Finally I got everything working the way I want. Great thanks to olympia
. Without you I would never sort this out.
I post here my results for the case if somebody finds it useful to organize their own movie collection.
File names should contain movie title and year. I tried 2 formats, both work perfectly:
1. Sidney Lumet - Dog Day Afternoon (1975).part1.avi
2. Sidney Lumet - Dog Day Afternoon part1 (1975).avi
And the third is obvious when you don't have movie broken into parts:
3. Sidney Lumet - Dog Day Afternoon (1975).avi
There are 3 very important points I've learned about XBMC scraping:
1. It cuts automatically the year and the file extension from the file name before the scraper even starts working
Sidney Lumet - Dog Day Afternoon (1975).avi
Sidney Lumet - Dog Day Afternoon - this what comes to the scraper in buffer $$1 (well, not exactly this, see item 3)
The buffer $$2 in this case will contain "1975" - the year stripped from braces, even before the scraper starts.
2. It automatically recognizes words like "part[1-9]", "cd[1-9]" cuts them off and displays several parts as one item in the movie library. No further action is required from the scraper. Thus
Sidney Lumet - Dog Day Afternoon (1975).part1.avi
Sidney Lumet - Dog Day Afternoon (1975).part2.avi
are scraped as one item, which is
Sidney Lumet - Dog Day Afternoon (well, not exactly this, see item 3)
at buffer $$1, before applying regular expressions by scraper.
3. Items in $$1 come to scraper URL-encoded and lower-cased. Thus in our example $$1 will actually contain
All spaces are replaced with %20 and dash is replaced with %2d
I had to modify a little default scrapers, so that they can work with my file naming. Here is what I have for now:
1. TMDB scraper (on Ubuntu: ~/.xbmc/addons/metadata.themoviedb.org/tmdb.xml)

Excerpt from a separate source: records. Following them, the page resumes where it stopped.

PR #115, opened 2017-05-19
36 edit apis

### LINKED ISSUE #36: Implement Edit [Case|Method|Organization] APIs
Need to get these working on top of Postgres

### LINKED ISSUE #87: Add feature set/unset API
(Can do it with the generic case/method/org save I expect, just need it for featuring front-end)

### LINKED ISSUE #99: For create/edit APIs: refresh Materialized Views for search
We need to trigger a refresh on these when the data changes. If only English text is changed:

```REFRESH MATERIALIZED VIEW search_index_en;```

Repeat as needed to cover other languages (once they are supported).

### LINKED ISSUE #108: All related content should be bi-directional
Via Jesi:

When we have related [Case|Method|Organization]s those links should be listed regardless of which way the relationship goes. Likewise, the links should be editable from either side of the relationship, so if Case-23 is related to Method-34, then viewing either of them should show the other as related content, and editing either of them should allow the relationship to be removed. Basically, regardless of where the relationship is originally defined, it should always be treated as bi-directional.

### PR DESCRIPTION
**Pull request by dethe**
Fixes #36 
Fixes #108 
Fixes #87 
Fixes #99 

Supports full JSON objects to update any of the case / method / organization trifecta, or any subset, so if you just want to set {related: true} you can send that. Will set `updated_date` automatically, so ignores that field. Also ignores attempts to set the `id` or `published_date` fields.

Has not been fully tested against the front-end because the front-end was sending old data rather than user-entered data for some fields.

### CODE REVIEW

File: migrations/migration_022.sql [hunk 1]
```diff
@@ -0,0 +1,138 @@
...
+RETURNS object_reference AS
+$$
+SELECT
+    ROW(id, 'case', title, lead_image, post_date, updated_date)::object_reference
+  FROM
+    case__localized_texts,
+    cases
+  WHERE
+    case_id = $1 AND
+    language = 'en' AND
```
davidascher: probably not right

migrations/migration_022.sql
```diff
@@ -0,0 +1,138 @@
...
+  id_1 INTEGER NOT NULL,
+  type_2 text NOT NULL,
+  id_2 INTEGER NOT NULL,
+  CONSTRAINT sorted CHECK(concat(type_1, id_1::text) < concat(type_2, id_2::text))
+);
+
+-- port starter relations from migration_013
+INSERT INTO related_nouns (type_1, id_1, type_2, id_2)
+VALUES
+  ('case', 37, 'case', 45),
```
davidascher: this belongs in test code, not in the production migration

migrations/migration_021.sql
```diff
@@ -0,0 +1,7 @@
+INSERT INTO users
```
davidascher: This doesn't belong in prod migrations, move to test code.

migrations/migration_022.sql
```diff
@@ -0,0 +1,138 @@
...
+RETURNS object_reference AS
+$$
+SELECT
+    ROW(id, 'method', title, lead_image, post_date, updated_date)::object_reference
+  FROM
+    method__localized_texts,
+    methods
+  WHERE
+    method_id = $1 AND
+    language = 'en' AND
```
davidascher: idem

migrations/migration_022.sql
```diff
@@ -0,0 +1,138 @@
...
+RETURNS object_reference AS
+$$
+SELECT
+    ROW(id, 'organization', title, lead_image, post_date, updated_date)::object_reference
+  FROM
+    organization__localized_texts,
+    organizations
+  WHERE
+    organization_id = $1 AND
+    language = 'en' AND
```
davidascher: idem

migrations/migration_022.sql
dethe: ibid

migrations/migration_021.sql
dethe: Doesn't need to be in test code either, I fixed it the right way awhile ago but forgot to delete the temporary workaround.

PR #118, opened 2017-05-23
116 richer search results

dethe:
* Added body and bookmarked to search results
* Replaced getUserIfExists with preferUser, user finding behaviour should match requireUser but will not throw an exception or create user if user doesn't exist.
* Moved code to get `bookmarked` flag into an SQL function
* More tests


davidascher:
Looks good.

PR #123, opened 2017-05-25
Upgrade hashing to rs256 -- needs synchronous change on frontend

davidascher:
Also make middleware functions less error prone -- make explicit whether they require auth or not.


test/cases.js
```diff
@@ -7,6 +7,22 @@ let should = chai.should();
 chai.use(chaiHttp);
 chai.use(chaiHelpers);
 
+// let jwt = require("jsonwebtoken");
```
dethe: Shall we delete this commented-out code?

test/cases.js
```diff
@@ -205,11 +221,16 @@ describe("Cases", () => {
   });
   describe("Get case with authentication", () => {
     it("should not fail when logged in", async () => {
-      const res = await chai
-        .getJSON("/case/100")
-        .set("Authorization", "Bearer " + tokens.user_token);
-      res.body.OK.should.equal(true);
-      res.should.have.status(200);
+      console.log("TOKEN", tokens.user_token);
```
dethe: Stray console.log?

davidascher: duh.

test/cases.js
davidascher: duh.

PR #125, opened 2017-06-01
122 refactor db

dethe:
Big changes that need to be made now or never. The main change is to use table inheritance so that cases, methods, and organizations (and eventually news and/or articles) can all be referenced and searched as `things` (the base table). This also allows us to get rid of table proliferation around the sub-tables: case__authors, method__authors, organization__authors becomes simply `authors`, and similarly for `localized_texts`.

Several functions and SQL queries were simplified (some dramatically) as a result. There are more simplifications to shake out, this round only focused on what was necessary to get the refactor running.

CAVEATS:

* Requires migration 24 to be run on the server
* Requires update to the front-end (we use `thingid` everywhere now instead of `case_id`, `thingID`, `thingId`, etc.)
* One feature I'd hoped for is not (yet) supported by Postgres: using `REFERENCES things(id)` as a foreign key constraint. That doesn't work for inherited tables.
* Uniqueness is not enforced by Postgres, so it is possible to insert a method and a case (for instance) with the same id. Some care is required, but I think our normal usage pattern is safe for this. I do have concerns about integrating updates from the old server around id collisions, but that is something we'd have to deal with in any case.


migrations/migration_023.sql
```diff
@@ -134,5 +134,4 @@ UNION
 		organization__localized_texts.language = 'en'
 ;
 
-DROP INDEX IF EXISTS idx_fts_search_en;
```
dethe: Dropping the materialized view (above) also drops the associated index, so this was just causing noise in the output with no effect.

dethe:
Very strange that the same build passes tests locally and sometimes through Travis. Makes me think maybe our tests have a race condition? Re-running the test got it to pass, but I'll need to keep an eye out for this.

davidascher:
I'm not seeing a history of failed tests above, I guess because the old failures got squashed by the rerunning. Next time, keep a log of the failures, I can look into it.

PR #127, opened 2017-06-04
add breaking test

davidascher:
@dethe, this test fails my understanding of how tags are updated.  Can you take a look?


dethe:
Good catch! I thought I'd added a test for that already, but apparently not. Should be fixed now.

PR #128, opened 2017-06-05
add currently failing test on editing issues

davidascher:
@dethe, I'm seeing some failures when editing `issue` which are interesting.  With some debugging logs added, I see:

```
POST /case/new 201 1363.581 ms - -
newThing { issue: 'new issue' }
CHANGES [ { key: '"issue"', value: 'null' } ]
PUT /case/4754 200 1265.480 ms - -
      1) Add case, then modify some fields


  1 passing (3s)
  1 failing

  1) Cases Test edit API Add case, then modify some fields:
     TypeError: Cannot read property 'should' of null
      at it.only (test/cases.js:283:25)
      at process._tickDomainCallback (internal/process/next_tick.js:135:7)
```

Note that the `value` in that CHANGES line is the _old_ value.

### DIFF
--- a/api/helpers/things.js
+++ b/api/helpers/things.js
@@ -177,7 +177,7 @@ function getEditXById(type) {
             // DELETE / INSERT any needed rows for related_nouns
             const oldList = oldThing[key];
             const newList = newThing[key];
-            newList.forEach(x => x.id = x.id || x.value); // handle client returning value vs. id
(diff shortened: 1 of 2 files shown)


davidascher:
btw the logging statement is 

```
        console.log("CHANGES", updatedThingFields);
```

in `things.js` at around line 248 (inside `if (anyChanges)`).

davidascher:
I think I found the fix.  Would love your review, @dethe.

<RegExp input="$$1" output="<url>http://api.themoviedb.org/2.1/Movie.search/$INFO[language]/xml/57983e31fb435df4df77afb854740ea9/\1+$$2</url>" dest="3">
There was an inner regexp and I removed it, because it does absolutely nothing. I added "+$$2" to the url so that it also searches by year - it is supported functionality of TMDB public API, so I don't know, why it was not used in the default scraper. Also I used my own regexp to parse file names. I tried to use ".+?" instead of ".+" like suggested by bambi73
, but it appears too "lazy", according to my tests it may take just "D" from "Dog Day Afternoon". I'm sorry if I'm wrong here, because I'm not so strong in regexps, as bambi73
Unfortunately, TMDB appears to not contain information about some of my movies (Woody Allen - Manhatten - what the heck, is it so rare?). That's why I used also another scraper - IMDB
: It's my mistake in typing. Manhatten should be ManhattAn. And of course TMDB could find a misspelled word too, but anyway I'm happy it was found at all
2. IMDB scraper (on Ubuntu: ~/.xbmc/addons/metadata.imdb.org/imdb.xml)

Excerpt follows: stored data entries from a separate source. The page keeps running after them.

Issue #102, opened 2017-05-02
Index all text fields for fulltext search


davidascher:
people will reasonably search for 'france' or 'montreal'. 

(probably don't need to index other bits of the geolocation IMO)

dethe:
Changed title and scope based on conversation with Amber and Jesi.

davidascher:
does that not mean create per-language tables for each field?

dethe:
We are going to have to have a longer meeting about localization soon, I think.

dethe:
At least add:

* [ ] Country
* [ ] City
* [ ] Purpose
* [ ]

dethe:
As of PR #134 we do what this issue originally asked. Need to re-raise this with Amber and Jesi for the other fields, will be complicated to do well and if we're changing metadata a bunch it will me messy to maintain.

dethe:
We increased the number of fields indexed, but indexing *all* fields will wait until we've nailed down exactly what "all fields" are.

PR #134, opened 2017-06-12
119 merge search paths

### LINKED ISSUE #107: Special-case search term "Featured"
We are moving away from faceted search. If "facet" of object type (case, method, etc.) is selected, it becomes a *filter* on the search results. The additional "facet" of *featured* will be special-cased so it is extracted from query terms and used as a filter on the `featured` boolean field. This will have implications (to be determined later) when we localize the UI.

### LINKED ISSUE #119: Merge search paths
There are currently 3 implementation paths in `/search/`, unify these.

dethe:
This overhauls our search infrastructure a bit and will require front-end changes to match. A successful search request will always return the same shape of results:

```
{
  "OK": true,
  "results": [
     // heterogeneous result set of mixed case/method/organizations 
  ]
}
```

## Arguments to /search:

* `query=<one or more words, space-separated>` (%20-separated in the URL), this is the actual search query. Default: "featured" (see below for this special case)
* `selectedCategory=[Cases|Organizaations|Methods]` this will apply a filter to only return matches if they are the right type. Default: None, return all types of results, in order of relevance.
* `resultType=map` this will cause the results to be suitable for use on the map (fewer result fields) and to ignore pagination and limits, returning all matching results. Default: any value other than 'map' (or none at all) will return regular search results.
* 'page=X` will return the Xth page of (up to) 20 results. Default: 1.

## Special case for query "featured"

If the query consists of the single word "featured" a search is not performed, but instead the current featured items are returned in the exact same format as a search result. A blank query will default to this, so the raw url `/search` doesn't actually perform a search, but returns the featured set. This was requested behaviour so that users have a way to get back to the featured list once they've navigated away.

The `/search/getAllForType` query is now deprecated and will be removed shortly.

The '/search/map' query is now deprecated and will be removed shortly.

Fixes #119 (There are still multiple paths, but they return the same shape of results and should be easier to keep in sync)
Fixes #107 
Addresses #102 by adding location.city and location.country to the search index. Adding fields not shared by all the types will take longer and be a lot more complicated.

## Known Limitation / Bug

I'm not seeing as many results come back as I expect to. I've skipped some of the tests to get back to diagnosing that later. The results look good, but there should be more matches than we're seeing. I've tried changing the weights of the different fields we index, but no luck so far. It may require me digging deeper into how Postgres full-text search actually works, but will be a job for another day.

### DIFF
--- a/api/controllers/list.js
+++ b/api/controllers/list.js
@@ -4,6 +4,7 @@ const router = express.Router(); // eslint-disable-line new-cap
 const log = require("winston");
 
 const { db, sql, as } = require("../helpers/db");
+const { supportedTypes } = require("../helpers/things");
 
 /**
  * @api {get} /list/titles Get title and id for all "things"
@@ -43,7 +44,7 @@ router.get("/titles", async (req, res) => {
     // console.log("organizations: %s", retVal.organizations.length);
     res.status(200).json({ OK: true, data: retVal });
   } catch (error) {
-    console.trace("Exception in POST /case/new => %s", error);
+    console.trace("Exception in POST /list/titles => %s", error);
     return res.status(500).json({ OK: false, error: error });
   }
 });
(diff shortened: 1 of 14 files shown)


davidascher:
"A blank query will default to this, so the raw url /search doesn't actually perform a search, but returns the featured set. This was requested behaviour so that users have a way to get back to the featured list once they've navigated away." -- that feels like a user request which can be handled by the front-end, not complicate the API.

PR #140, opened 2017-06-14
139 clear cache

### LINKED ISSUE #139: Clear cache on PUT (or POST?)
If we flip the featured bit, it looks like nothing happened because the search is cached. Same for adding more tags, presumably.

dethe:
Fixes #139 

The last test is the important one, the rest of the test changes are just bringing search tests in line with the code style for case / method / organization tests using async / await.

Clears the cache when we add a new "thing".


api/controllers/case.js
```diff
@@ -164,6 +164,8 @@ router.post("/new", async function postNewCase(req, res) {
   }
   */
   try {
+    const cache = require("apicache");
```
davidascher: I don't think this does anything w/o an actual call to `cache.clear()`

dethe:
Aside from accidentally checking in swagger noise.

PR #146, opened 2017-06-15
135 search results

### LINKED ISSUE #84: Search api needs to return # of hits-not-returned
We need to be able to say "showing 30 hits out of  133" and compute the # of pages.  So we need "total_hits" added to the return payload on `/search` (and ideally all paginated endpoints)

### LINKED ISSUE #135: Figure out why we're not seeing as many search results as expected
Start with the `.skipped` tests in search.js.

### LINKED ISSUE #141: cases created without a topic or issue will return a string null instead of a null for those fields
create a case without specifying topic or issue.
the case returns with `"null"` as a value for those.

note: the point is it's a string, not an actual `null` in JSON.

dethe:
Now indexing all objects for search, instead of only about 1/4 of them. Also:

* Returns `pages` and `total` in search results (but not map-view results) showing how many matches there are overall in raw numbers and pagination respectively.
* Fixes "null" -> null both for historic data and going forward

Fixes #84 
Fixes #135 
Fixes #141 

Requires migration 28

### DIFF
--- a/api/controllers/search.js
+++ b/api/controllers/search.js
@@ -57,7 +57,7 @@ const singularLowerCase = name => name.slice(0, -1).toLowerCase();
 // like it says on the tin
 const filterFromReq = req => {
   const cat = singularLowerCase(req.query.selectedCategory || "Alls");
-  return cat === "all" ? "" : `AND things.type = '${cat}'`;
+  return cat === "all" ? "" : `AND type = '${cat}'`;
 };
 
 const queryFileFromReq = req => {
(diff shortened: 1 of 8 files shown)


api/controllers/search.js
```diff
@@ -121,7 +121,12 @@ router.get("/", async function(req, res) {
       offset: offsetFromReq(req),
       userId: req.user ? req.user.user_id : null
     });
-    res.status(200).json({ OK: true, results: objList });
+    const total = Number(objList.length ? objList[0].total || 0 : 0);
```
davidascher: wow that is obtuse.  I can't simplify it though.

PR #149, opened 2017-06-16
148 hidden things

### LINKED ISSUE #148: Add "hidden" flag to objects
As a "delete-lite" option

dethe:
Support for marking things "hidden" to remove them from search results and lists. You can still pull them up by id for view or edit if needed.

Fixes #148 

Also cleaned out some files that were no longer needed and other misc. cleanup.

Requires migration 29


api/sql/thing_by_id.sql
```diff
@@ -15,6 +15,8 @@ WITH authors_list AS (
 full_thing AS (
   SELECT
     ${table:name}.*,
+    COALESCE(location, '("","","","","","","","","")'::geolocation) AS location,
```
davidascher: this seems unrelated to hiding - what is it for?

api/sql/thing_by_id.sql
```diff
@@ -15,6 +15,8 @@ WITH authors_list AS (
...
+    COALESCE(lead_image, '("","",0)'::attachment) AS lead_image,
```
davidascher: Same here

migrations/migration_029.sql
```diff
@@ -0,0 +1,56 @@
+-- Fix instances of "null" vs. null
```
davidascher: this is duplicating a bunch of `_028`, which doesn't seem right.

api/sql/thing_by_id.sql
dethe: Ensures that we always return an empty location rather than null. We do this everywhere else, but I'd missed this one, added for consistency.

api/sql/thing_by_id.sql
dethe: OK, had missed more than one.

migrations/migration_029.sql
dethe: Changes in _28 hadn't caught everything I thought they would, so this fixes the fix.

PR #232, opened 2017-10-28
return organization name

### LINKED ISSUE #231: Return organization name for user profile

dethe:
Fixes #231 

Instead of returning the id of an organization, this will return a structure of `{name: , id: }`. If there is no associated id the structure will still be there, but will be `{name: "", id: null}`.

@andreadelrio Will this work for you. You will need the name for display, but the id to build a link.


dethe:
We no longer need orgs for users

PR #232, opened 2021-07-13
SC-275: Remove expensive and outdated instance types

brucehoff:
I removed C4 and R4 instance types since those lines are outdated.
I verified that all other instance types used are considered 'current generation' by AWS.
For each retained instance type I removed the very large, expensive variations, using $1/hour as the threshold.
The total number of instance types is reduced from 145 to 77.
Of the instances removed, only two are in use in scipool-prod: (1) an r4.4xlarge (this is considered outdated) and (2) a c5d.24xlarge.


zaro0508 (changes requested):
I don't see any evidence that we are referencing this file from the service catalog.  I believe the correct place to make your change is in each ec2 file in the https://github.com/Sage-Bionetworks/service-catalog-library repo.

for example: https://github.com/Sage-Bionetworks/service-catalog-library/blob/master/ec2/sc-ec2-linux-docker.yaml#L35

PR #233, opened 2021-07-14
Leverage new 5-TB limit in Docker and Workflows EC2 SC products

BrunoGrandePhD:
Do we add the new versions to the `develop` stack group first and if that deploys fine, perform the same change for `prod` and `strides` in a separate PR?


zaro0508 (approved):

zaro0508:
@BrunoGrandePhD yes, that's the typical workflow but with this simple change you can probably just update all environments  with a single PR.

zaro0508 (approved):

PR #246, opened 2021-07-27
[SC-307] Create account for BMGF

zaro0508:
Create an AWS account to run a Service Catalog for the Bill and
Melinda gates foundation.

PR #254, opened 2021-07-29
[SC-307] setup AWS SSO for BMGF KI account

zaro0508:
Enable SSO and create the Admin and community manager roles for the
service catalog users.

depends on #246


tthyer (approved):
LGTM

PR #269, opened 2021-08-18
[SC-307] Add bmgfki vpc to transit gateway

zaro0508:
Setup service catalog  VPC in bmgfki account with the transit gateway


brucehoff (approved):

zaro0508:
this PR is no longer valid, we are using org-formation to deploy spokes now.

PR #271, opened 2021-08-24
[SC-359] Fix S3 RestrictSameRegionDownload

zaro0508:
Something changed in AWS that now requires the SCS3LaunchRole to have
additional permissions to setup RestrictSameRegionDownload.  This
change adds the additional permission.


BrunoGrandePhD (approved):
Thanks for investigating this issue! 🚀

PR #278, opened 2021-08-26
Create `TowerUser` SSO role for Viewer plus AssumeRole

BrunoGrandePhD:
Given that the AWS `sandbox` account is being deprecated, we want to provide a Viewer role to Nextflow users so they can access a secret in Secrets Manager (for configuring Nextflow Tower) and an S3 bucket (for storing workflow output files). This role also provides the ability to assume other roles (`sts:AssumeRole`) such that it can assume the roles defined [here](https://github.com/Sage-Bionetworks-Workflows/aws-workflows-nextflow-infra/pull/50/files#diff-3c3e4cb346cd6a36455d477015c96c5544148affef185b7218742ce0a08ad593R50-R80), which grant access to specific resources.


BrunoGrandePhD:
We're sticking with Viewer for now.

PR #291, opened 2021-09-16
Add k8 develop group

thomasyu888:
I'm not actually sure what policies are required for a specific user to use kubernetes... I did see this: https://aws.amazon.com/premiumsupport/knowledge-center/amazon-eks-cluster-access/, but I'm also not really certain...


org-formation/700-aws-sso/_tasks.yaml
```diff
@@ -664,6 +664,48 @@ SsoImageCentralAmiLibrarian:
...
+                  ],
+                  "Resource": "*"
+              },
+              {
+                  "Effect": "Allow",
+                  "Action": "iam:PassRole",
+                  "Resource": "*",
+                  "Condition": {
+                      "StringEquals": {
+                          "iam:PassedToService": "arn:aws:iam::563295687221:role/accounts-EksServiceRole-MU4BSZOHRHCG"
```
thomasyu888, line 701: This is a service role that got created automatically when i manually created the EKS cluster.

org-formation/700-aws-sso/_tasks.yaml
```diff
@@ -664,6 +664,48 @@ SsoImageCentralAmiLibrarian:
...
+  DefaultOrganizationBindingRegion: !Ref primaryRegion
+  DefaultOrganizationBinding:
+    IncludeMasterAccount: true
+  OrganizationBindings:
+    TargetBinding:
+      Account:
+        - !Ref SandboxAccount
+  Parameters:
+    instanceArn: !Ref instanceArn
+    principalId: !Ref TBD
```
zaro0508, line 681: please follow the existing pattern, this should reference a parameter and the `TBD` should be on the `Default:` of the parameter.  something like this.. `principalId: !Ref kubernetesDeveloperGroup`

org-formation/700-aws-sso/_tasks.yaml
```diff
@@ -664,6 +664,48 @@ SsoImageCentralAmiLibrarian:
...
+    permissionSetName: 'Kubernetes-Developer'
+    sessionDuration: 'PT12H'
+    inlinePolicy: >-
```
zaro0508, line 684: I don't think this policy, by itself, is enough for users to use or manage EKS.  It looks like there are a lot of different features of EKS and policy you apply depends on what EKS features you setup.  I would suggest you combine the `arn:aws:iam::aws:policy/PowerUserAccess` policy with a few of the EKS inline or managed policies.  Again it depends on which EKS options you setup.  I would take a look here for an explanation of inline policies that are required, https://docs.aws.amazon.com/eks/latest/userguide/security_iam_id-based-policy-examples.html   and take a look here for the managed policies, https://docs.aws.amazon.com/eks/latest/userguide/security-iam-awsmanpol.html

You could probably test those out manually in sandbox before deciding which set to go with?

zaro0508 (changes requested):

org-formation/700-aws-sso/_tasks.yaml
thomasyu888: Thanks Khai.  I have actually looked at those and will have to test some of those policies out.  I think the most confusing part is that all of these policies seem to allow people to create, list and manage the cluster, but theres not really something that is obvious to me that allows for people to just "use the cluster".   

For instance, I don't know whether a user would need permission to "ec2:createInstance" since sometimes when you deploy a kubernetes deployment, it may spin up a new instance.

<CreateSearchUrl dest="3" SearchStringEncoding="iso-8859-1">
<RegExp input="$$1" output="<url>http://akas.imdb.com/find?s=tt;q=\1$$4</url>" dest="3">
<RegExp input="$$2" output="%20(\1)" dest="4">
Again, the same regexp, but now there is also inner one for year. It was there and I didn't touch it, though I find it strange to use inner regexp, which just adds %20 before the year in the buffer $$4, while you can just add "%20($$2)" to the url directly. Anyway the scraper works 95% of time for me, so please consider doing this yourself, if you need to.
If this information is anyhow useful and somebody can point me to the corresponding Wiki page, I can add it there. Or somebody can do it for me, if I cannot access that wiki.